Directions: Pull out every line with the word "Although" from the entries below.

★ ★ ★ ★ ★

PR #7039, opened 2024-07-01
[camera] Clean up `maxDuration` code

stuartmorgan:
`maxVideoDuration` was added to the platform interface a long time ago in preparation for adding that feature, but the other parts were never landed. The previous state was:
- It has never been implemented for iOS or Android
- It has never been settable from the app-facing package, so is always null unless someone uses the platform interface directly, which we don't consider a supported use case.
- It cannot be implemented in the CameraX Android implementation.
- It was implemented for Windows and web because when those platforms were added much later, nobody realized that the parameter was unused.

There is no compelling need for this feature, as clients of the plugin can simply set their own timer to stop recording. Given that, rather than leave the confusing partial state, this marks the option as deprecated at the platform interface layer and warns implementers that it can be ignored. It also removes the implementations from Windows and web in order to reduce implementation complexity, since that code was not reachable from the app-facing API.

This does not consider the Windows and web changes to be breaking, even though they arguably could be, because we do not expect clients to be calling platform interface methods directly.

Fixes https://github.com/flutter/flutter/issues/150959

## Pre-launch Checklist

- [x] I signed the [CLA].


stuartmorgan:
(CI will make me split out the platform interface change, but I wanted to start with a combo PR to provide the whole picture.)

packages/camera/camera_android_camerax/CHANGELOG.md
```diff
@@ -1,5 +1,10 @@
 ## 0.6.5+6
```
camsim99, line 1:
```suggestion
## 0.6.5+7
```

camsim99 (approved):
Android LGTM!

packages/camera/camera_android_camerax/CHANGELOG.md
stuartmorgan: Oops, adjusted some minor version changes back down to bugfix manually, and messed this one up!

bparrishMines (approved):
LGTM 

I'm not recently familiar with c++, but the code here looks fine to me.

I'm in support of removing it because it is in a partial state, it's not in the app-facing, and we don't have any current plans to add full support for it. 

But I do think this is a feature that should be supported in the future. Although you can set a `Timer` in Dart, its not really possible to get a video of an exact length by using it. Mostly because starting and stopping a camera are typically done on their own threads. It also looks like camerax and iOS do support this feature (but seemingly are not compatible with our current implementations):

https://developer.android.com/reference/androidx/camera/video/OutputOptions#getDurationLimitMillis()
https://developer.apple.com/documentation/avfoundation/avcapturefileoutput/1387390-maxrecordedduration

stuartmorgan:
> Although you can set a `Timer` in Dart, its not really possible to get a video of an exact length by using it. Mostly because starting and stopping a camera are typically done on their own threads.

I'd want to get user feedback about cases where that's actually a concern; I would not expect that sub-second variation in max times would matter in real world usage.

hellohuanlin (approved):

★ ★ ★ ★ ★

Task result:
But I do think this is a feature that should be supported in the future. Although you can set a `Timer` in Dart, its not really possible to get a video of an exact length by using it. Mostly because starting and stopping a camera are typically done on their own threads. It also looks like camerax and iOS do support this feature (but seemingly are not compatible with our current implementations):
> Although you can set a `Timer` in Dart, its not really possible to get a video of an exact length by using it. Mostly because starting and stopping a camera are typically done on their own threads.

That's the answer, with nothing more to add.